Тот неопределенно пошевелил в воздухе рукой.
— Шедевром я бы этот фильм не назвал… Но в общем и целом…
— Издеваешься, да? — прошипел Мячин. — Хочется тебе меня по стенке размазать?
— А у меня разве нет никаких оснований? — вдруг быстро спросил Хрусталев и стал ярко-красным.
Секунду они смотрели друг другу в глаза. Потом Мячин вскочил и куда-то убежал. Кривицкий пожал плечами.
— Не беспокойтесь, други, — снисходительно заметил он. — Когда я был молодым и снимал свой первый фильм, у меня на всех просмотрах была точно такая же реакция. Потом все прошло.
— Не у всех это проходит, Федя, — заметил Хрусталев равнодушно. — Бывают такие упрямые, неповоротливые люди… С гипертрофированным представлением о своих дарованиях.
Мячин добежал до кабинета Пронина. Дверь к директору была наглухо закрыта, секретарша, поджав тонкие губки, поливала фикус.
— Листочек бумаги не найдется? — задыхаясь, спросил Мячин.
— Листочек найдется, — внимательно разглядывая его маленькими, глубоко посаженными глазками, ответила она. — Кому вы писать собрались?
— Не спрашивайте меня, пожалуйста! — взорвался вдруг Мячин. — К вам это уж точно никакого отношения не имеет!
Он сел на стул, расправил на колене предложенный секретаршей листок и начал торопливо строчить: «Прошу освободить меня от обязанностей режиссера-стажера в фильме Федора Кривицкого „Девушка и бригадир“ в связи с несоответствием занимаемой должности».
— Вот, — сказал он секретарше. — Передайте это товарищу Пронину на подпись.

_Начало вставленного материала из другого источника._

PR #181, opened 2024-02-05
First pass at native NDArray support.

cmungall:
See

- https://github.com/linkml/linkml/issues/895
- https://github.com/linkml/linkml-arrays/issues/5

This introduces first-class array support into LinkML. 

A minimal example would be:

```yaml
    attributes:
      temperature_matrix:
        range: float
        array_info:
          exact_dimensions: 3
```

The native serialization of this in json/yaml will be a LoLoL. Using linkml-xarrays it will be possible to serialize using hdf5/zarr/etc.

Она посмотрела на него недоверчиво:
— Вы это серьезно?
— Вполне.
Он вышел на улицу. Одна только мысль о том, что нужно вернуться на просмотр и потом обсуждать фильм, который не получился и не мог получиться, — одна эта мысль приводила его в бешенство. Он был бездарен и занимался не своим делом. И хорошо, что он понял это сейчас, а не потом, когда уже поздно будет что-то менять. Но главное было в другом: Марьяна стала его любовницей — он с особенной жесткостью произнес это слово — только потому, что Хрусталев бросил ее и она испугалась, что останется одна. Как же он мог забыть, что еще совсем недавно, в начале лета, когда так умопомрачительно пахло сиренью и лили дожди, она сказала ему: «Я никогда не полюблю вас, Егор, и никогда не выйду за вас замуж». Никогда! И еще она сказала ему, что у нее есть другой человек. Да, именно так и сказала: «Другой человек». А какая счастливая она была тогда, когда они столкнулись у двери ее квартиры! «Счастливей, чем я, быть просто невозможно…» Разве можно сравнить те ее глаза с этими, с нынешними ее глазами! Она ведь погасла. Она выживает, пытается выжить. Поэтому и прыгнула к нему в кровать, и пришла к нему со своим чемоданом! Открыто, на глазах у всех! Знала, что он не вспомнит о том, как она
И вот все закончилось. Он слонялся по улицам, доехал зачем-то до Арбата, пошел бродить по переулкам. Из булочной запахло хлебом. Он увидел, как двое грузчиков разгружают горячие буханки «Бородинского». У одного их грузчиков было почему-то интеллигентное лицо. Он подумал, что вот так можно начать фильм: двое грузчиков разгружают «Бородинский», и у одного из них интеллигентное лицо. Он зашел в булочную и купил себе половинку «Бородинского». Сел в каком-то дворе на облупленную лавочку и принялся откусывать от горячего, приятно согревающего руки куска. Хлеб прилипал к зубам. Сгорбленная белоголовая старуха вышла с собакой. Собака была пуделем, очень старым, с подслеповатыми слезящимися глазами. Слезы, стекающие из уголков собачьих глаз, казались не прозрачными, а слегка голубоватыми.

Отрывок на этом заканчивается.